In the lines below, the string "have" may appear; say how many lines hold it and give nothing more.
START Data for this exercise
PR #84, opened 2021-04-19
RM-7760: Fix DropDownMenu CSS rules being overridden by BocList rules

iam-mholle:
https://re-motion.atlassian.net/browse/RM-7760

### DIFF
--- a/Remotion/ObjectBinding/Web/Res/Themes/NovaGray/Html/BocList.css
+++ b/Remotion/ObjectBinding/Web/Res/Themes/NovaGray/Html/BocList.css
@@ -400,6 +400,22 @@ tr.bocListDataRow td.bocListDataCell span.CommandText
 
 
 /* Style to override the BocList's anchor style for drop down menus rendered inside a cell. */
+td.bocListDataCell div ul.DropDownMenuOptions li a
+{
+  display: block;
+}
+
+td.bocListDataCell div ul.DropDownMenuOptions li.DropDownMenuItemDisabled.selected a,
+td.bocListDataCell div ul.DropDownMenuOptions li.DropDownMenuItemDisabled a:active,
+td.bocListDataCell div ul.DropDownMenuOptions li.DropDownMenuItemDisabled a:focus,
+td.bocListDataCell div ul.DropDownMenuOptions li.DropDownMenuItemDisabled a:hover
+{
+  background-color: #ECEEEC;
+  border-style: none;
+  padding: 2px;
+  color: gray;
+}
+
 td.bocListDataCell div span.DropDownMenuSelect a.DropDownMenuLabel,
 td.bocListDataCell div span.DropDownMenuSelect:focus a.DropDownMenuLabel,
 td.bocListDataCell div span.DropDownMenuSelect:hover a.DropDownMenuLabel


MichaelKetting (changes requested):
I've checked with customizations downstream - I don't think we can do it this way due to the breaking change this would involve. 

Instead, we have to fix the style for DropDownMenu (and possibly also for BocAutoCompleteReferenceValue) from within the BocList.css. There's already precedence for this in line 400ff. We should, however, limit the fixes to the required minimum, i.e. identify which parts actually override/break settings on the nested controls and only fix those.

MichaelKetting:
> 
> 
> I've checked with customizations downstream - I don't think we can do it this way due to the breaking change this would involve.
> 
> Instead, we have to fix the style for DropDownMenu (and possibly also for BocAutoCompleteReferenceValue) from within the BocList.css. There's already precedence for this in line 400ff. We should, however, limit the fixes to the required minimum, i.e. identify which parts actually override/break settings on the nested controls and only fix those.

There's one other possible option: all anchor elements in BocList that are targeted as a command have a rendered onclick-event either on themselves or in their `span`/`div` parents that contain the text `BocList.OnCommandClick();` or `BocList_OnCommandClick();` (re-motion v2.x). Maybe this could be used as a heurisitc? Still, for now I think the brute-force variant might be better (cheaper, less danger of breaking changes)

iam-mholle:
@MichaelKetting 

> Instead, we have to fix the style for DropDownMenu [...] from within the BocList.css.

Did that now.

> ...and possibly also for BocAutoCompleteReferenceValue...

Is there a testsite where I could see the style of it in a BocList?

Remotion/ObjectBinding/Web/Res/Themes/NovaGray/Html/BocList.css
```diff
@@ -400,6 +400,22 @@ tr.bocListDataRow td.bocListDataCell span.CommandText
...
+}
+
+td.bocListDataCell div ul.DropDownMenuOptions li.DropDownMenuItemDisabled.selected a,
+td.bocListDataCell div ul.DropDownMenuOptions li.DropDownMenuItemDisabled a:active,
+td.bocListDataCell div ul.DropDownMenuOptions li.DropDownMenuItemDisabled a:focus,
+td.bocListDataCell div ul.DropDownMenuOptions li.DropDownMenuItemDisabled a:hover
+{
+  background-color: #ECEEEC;
+  border-style: none;
+  padding: 2px 2px 2px 2px;
```
MichaelKetting, line 415: I may be missing somehting (only looked at the DropDownMenu.css), but line 287ff 
`ul.DropDownMenuOptions li.DropDownMenuItemDisabled a`
says that padding uses `1px 3px 3px 3px`, here it's 2px?

iam-mholle: Imo a padding of `2px` is more correct anyway, as non-disabled anchors have a padding of `1px` + the anchor with a width of `1px`, so the disabled one needs a padding of `2px`. The question is rather why the other file sets `1px 3px 3px 3px`.

Anyway, the line should be changed to 
```suggestion
  padding: 2px;
```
END Data for this exercise
▶ **Answer**
5